[[ Source material open ]]

Issue #5050, opened 2025-12-04
Top Navigation Version Switch and Language Dropdown Menus Not Displaying Properly in Safari (v26.1)


jiangshengdev:
### Describe the bug

https://github.com/user-attachments/assets/72b6e3be-a471-477a-b4d6-384d21bcd4ac

On websites using the VitePress default theme, the version switch dropdown menu (2.0.0-alpha.15)​ and language switch dropdown menu​ located on the right side of the top navigation bar fail to display correctly in Safari browser (version 26.1 (21622.2.11.11.9)).

[https://vitepress.dev/zh/guide/getting-started](https://vitepress.dev/zh/guide/getting-started)

### Reproduction

Open a VitePress-built website in Safari (version 26.1).
Click the version switch button​ (displaying e.g., "2.0.0-alpha.15") or the language switch button​ on the far right of the top navigation bar.

### Expected behavior

The dropdown menu should appear normally and be fully visible

### System Info

```Text
npx envinfo --system --npmPackages vitepress --binaries --browsers

  System:
    OS: macOS 26.1
    CPU: (12) arm64 Apple M2 Max
    Memory: 368.81 MB / 32.00 GB
    Shell: 5.9 - /bin/zsh
  Binaries:
    Node: 24.11.1 - /usr/local/bin/node
    Yarn: 1.22.22 - /usr/local/bin/yarn
    npm: 11.6.2 - /usr/local/bin/npm
    pnpm: 10.23.0 - /usr/local/bin/pnpm
    Deno: 2.5.6 - /Users/jiangsheng/.deno/bin/deno
  Browsers:
    Chrome: 143.0.7499.40
    Safari: 26.1
  npmPackages:
    vitepress: 2.0.0-alpha.15 => 2.0.0-alpha.15
```

### Validations

- [x] Check if you're on the [latest VitePress version](https://github.com/vuejs/vitepress/releases/latest).
- [x] Follow our [Code of Conduct](https://vuejs.org/about/coc.html)
- [x] Read the [docs](https://vitepress.dev).
- [x] Check that there isn't already an issue that reports the same bug to avoid creating a duplicate.

PR #5364, opened 2026-08-12
fix(theme): clip overflowed navbar menu

### LINKED ISSUE #2842: When browser width is between 840px and 770px a horizontal scrollbar appears when there are too many items
### Describe the bug

When browser width is between 840px and 770px, a horizontal scrollbar appears when there are too many items.

### Reproduction

- Add 10 items or more to your `nav` in `themeConfig`.
- Resize your browser to any width between 840px and 770px.
- Observe the horizontal scrollbar.

### Expected behavior

Sidebar items should overflow in an overflow menu.

### System Info

```sh
Binaries:
    Node: 19.6.1 - J:\nodejs\node.EXE
    npm: 9.4.0 - J:\nodejs\npm.CMD
    pnpm: 8.6.12 - C:\users\(redacted for PII)\Downloads\pnpm.EXE
Browsers:
    Edge: Spartan (44.22621.2199.0), Chromium (116.0.1938.54), ChromiumDev (117.0.2045.1)
    Internet Explorer: 11.0.22621.1
```

### Additional context

image

### Validations

bluwy:
### Description

In the navbar, make the navbar menu `flex-grow: 1` (instead of the search bar) and clip it if there's no more space left, e.g. the screen isn't wide enough. Now, the navbar shouldn't ever exceed the screen width and cause the scrolling in the first place

I'll make some comments below explaining some of the changes.

Here's also a video of the new behaviour:

https://github.com/user-attachments/assets/e38f8c41-1109-41c2-8d01-db7f9a169e9b

### Linked Issues

fix #2842

### Additional Context

In the linked issue, the scrolling happened in the first place on smaller screens is because the navbar became `position: relative`, while in larger screens it was `position: fixed`. I decided to fix this differently by making the navbar menu properly clipped in both cases instead.

---

> [!TIP]

### DIFF
--- a/src/client/theme-default/components/VPFlyout.vue
+++ b/src/client/theme-default/components/VPFlyout.vue
@@ -82,14 +82,12 @@ function onBlur() {
 .button[aria-expanded="false"] + .menu {
   opacity: 0;
   visibility: hidden;
-  transform: translateY(0);
 }
 
 .VPFlyout:hover .menu,
 .button[aria-expanded="true"] + .menu {
   opacity: 1;
   visibility: visible;
-  transform: translateY(0);
 }
 
 .button {
@@ -132,6 +130,6 @@ function onBlur() {
   right: 0;
   opacity: 0;
   visibility: hidden;
-  transition: opacity 0.25s, visibility 0.25s, transform 0.25s;
+  transition: opacity 0.25s, visibility 0.25s;
 }
 </style>
--- a/src/client/theme-default/components/VPNavBar.vue
+++ b/src/client/theme-default/components/VPNavBar.vue
@@ -164,6 +164,7 @@ const { isHome, hasSidebar } = useLayout()
 
 .content {
   flex-grow: 1;
+  min-width: 0;
 }
 
 @media (min-width: 60rem) {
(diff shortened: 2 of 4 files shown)


src/client/theme-default/components/VPFlyout.vue
```diff
@@ -82,14 +82,12 @@ function onBlur() {
 .button[aria-expanded="false"] + .menu {
   opacity: 0;
   visibility: hidden;
-  transform: translateY(0);
```
bluwy, line 85: This was removed because of a Safari bug that causes the menu to get wrongly clipped. It was also reported in https://github.com/vuejs/vitepress/issues/5050 before.

I noticed an easy fix here is to not use `transform` here (as it's also not doing anything). This could break for users that set `translateY(-2px)` or something to have a cool floating effect, but I think it's fine? Alternative I also found that setting `will-change: transform` fixes it, but this technically incurs some small perf overhead for everyone.

src/client/theme-default/components/VPNavBar.vue
```diff
@@ -164,6 +164,7 @@ const { isHome, hasSidebar } = useLayout()
 
 .content {
   flex-grow: 1;
+  min-width: 0;
```
bluwy, line 167: This `min-width: 0` (on the flex item parent) allows shrinking the content beyond its content, same for the `min-width: 0`  in `VPNavBarMenu`. Both is needed to work.

brc-dd:
Moved to a different approach in #5397. Please check once if something from this PR is still relevant.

[[ Source material closed ]]

### Your objective
Restate the records exactly. Leave nothing out.

### Result for this task
Issue #5050, opened 2025-12-04
Top Navigation Version Switch and Language Dropdown Menus Not Displaying Properly in Safari (v26.1)


jiangshengdev:
### Describe the bug

https://github.com/user-attachments/assets/72b6e3be-a471-477a-b4d6-384d21bcd4ac

On websites using the VitePress default theme, the version switch dropdown menu (2.0.0-alpha.15)​ and language switch dropdown menu​ located on the right side of the top navigation bar fail to display correctly in Safari browser (version 26.1 (21622.2.11.11.9)).

[https://vitepress.dev/zh/guide/getting-started](https://vitepress.dev/zh/guide/getting-started)

### Reproduction

Open a VitePress-built website in Safari (version 26.1).
Click the version switch button​ (displaying e.g., "2.0.0-alpha.15") or the language switch button​ on the far right of the top navigation bar.

### Expected behavior

The dropdown menu should appear normally and be fully visible

### System Info

```Text
npx envinfo --system --npmPackages vitepress --binaries --browsers

  System:
    OS: macOS 26.1
    CPU: (12) arm64 Apple M2 Max
    Memory: 368.81 MB / 32.00 GB
    Shell: 5.9 - /bin/zsh
  Binaries:
    Node: 24.11.1 - /usr/local/bin/node
    Yarn: 1.22.22 - /usr/local/bin/yarn
    npm: 11.6.2 - /usr/local/bin/npm
    pnpm: 10.23.0 - /usr/local/bin/pnpm
    Deno: 2.5.6 - /Users/jiangsheng/.deno/bin/deno
  Browsers:
    Chrome: 143.0.7499.40
    Safari: 26.1
  npmPackages:
    vitepress: 2.0.0-alpha.15 => 2.0.0-alpha.15
```

### Validations

- [x] Check if you're on the [latest VitePress version](https://github.com/vuejs/vitepress/releases/latest).
- [x] Follow our [Code of Conduct](https://vuejs.org/about/coc.html)
- [x] Read the [docs](https://vitepress.dev).
- [x] Check that there isn't already an issue that reports the same bug to avoid creating a duplicate.

PR #5364, opened 2026-08-12
fix(theme): clip overflowed navbar menu

### LINKED ISSUE #2842: When browser width is between 840px and 770px a horizontal scrollbar appears when there are too many items
### Describe the bug

When browser width is between 840px and 770px, a horizontal scrollbar appears when there are too many items.

### Reproduction

- Add 10 items or more to your `nav` in `themeConfig`.
- Resize your browser to any width between 840px and 770px.
- Observe the horizontal scrollbar.

### Expected behavior

Sidebar items should overflow in an overflow menu.

### System Info

```sh
Binaries:
    Node: 19.6.1 - J:\nodejs\node.EXE
    npm: 9.4.0 - J:\nodejs\npm.CMD
    pnpm: 8.6.12 - C:\users\(redacted for PII)\Downloads\pnpm.EXE
Browsers:
    Edge: Spartan (44.22621.2199.0), Chromium (116.0.1938.54), ChromiumDev (117.0.2045.1)
    Internet Explorer: 11.0.22621.1
```

### Additional context

image

### Validations

bluwy:
### Description

In the navbar, make the navbar menu `flex-grow: 1` (instead of the search bar) and clip it if there's no more space left, e.g. the screen isn't wide enough. Now, the navbar shouldn't ever exceed the screen width and cause the scrolling in the first place

I'll make some comments below explaining some of the changes.

Here's also a video of the new behaviour:

https://github.com/user-attachments/assets/e38f8c41-1109-41c2-8d01-db7f9a169e9b

### Linked Issues

fix #2842

### Additional Context

In the linked issue, the scrolling happened in the first place on smaller screens is because the navbar became `position: relative`, while in larger screens it was `position: fixed`. I decided to fix this differently by making the navbar menu properly clipped in both cases instead.

---

> [!TIP]

### DIFF
--- a/src/client/theme-default/components/VPFlyout.vue
+++ b/src/client/theme-default/components/VPFlyout.vue
@@ -82,14 +82,12 @@ function onBlur() {
 .button[aria-expanded="false"] + .menu {
   opacity: 0;
   visibility: hidden;
-  transform: translateY(0);
 }
 
 .VPFlyout:hover .menu,
 .button[aria-expanded="true"] + .menu {
   opacity: 1;
   visibility: visible;
-  transform: translateY(0);
 }
 
 .button {
@@ -132,6 +130,6 @@ function onBlur() {
   right: 0;
   opacity: 0;
   visibility: hidden;
-  transition: opacity 0.25s, visibility 0.25s, transform 0.25s;
+  transition: opacity 0.25s, visibility 0.25s;
 }
 </style>
--- a/src/client/theme-default/components/VPNavBar.vue
+++ b/src/client/theme-default/components/VPNavBar.vue
@@ -164,6 +164,7 @@ const { isHome, hasSidebar } = useLayout()
 
 .content {
   flex-grow: 1;
+  min-width: 0;
 }
 
 @media (min-width: 60rem) {
(diff shortened: 2 of 4 files shown)


src/client/theme-default/components/VPFlyout.vue
```diff
@@ -82,14 +82,12 @@ function onBlur() {
 .button[aria-expanded="false"] + .menu {
   opacity: 0;
   visibility: hidden;
-  transform: translateY(0);
```
bluwy, line 85: This was removed because of a Safari bug that causes the menu to get wrongly clipped. It was also reported in https://github.com/vuejs/vitepress/issues/5050 before.

I noticed an easy fix here is to not use `transform` here (as it's also not doing anything). This could break for users that set `translateY(-2px)` or something to have a cool floating effect, but I think it's fine? Alternative I also found that setting `will-change: transform` fixes it, but this technically incurs some small perf overhead for everyone.

src/client/theme-default/components/VPNavBar.vue
```diff
@@ -164,6 +164,7 @@ const { isHome, hasSidebar } = useLayout()
 
 .content {
   flex-grow: 1;
+  min-width: 0;
```
bluwy, line 167: This `min-width: 0` (on the flex item parent) allows shrinking the content beyond its content, same for the `min-width: 0`  in `VPNavBarMenu`. Both is needed to work.

brc-dd:
Moved to a different approach in #5397. Please check once if something from this PR is still relevant.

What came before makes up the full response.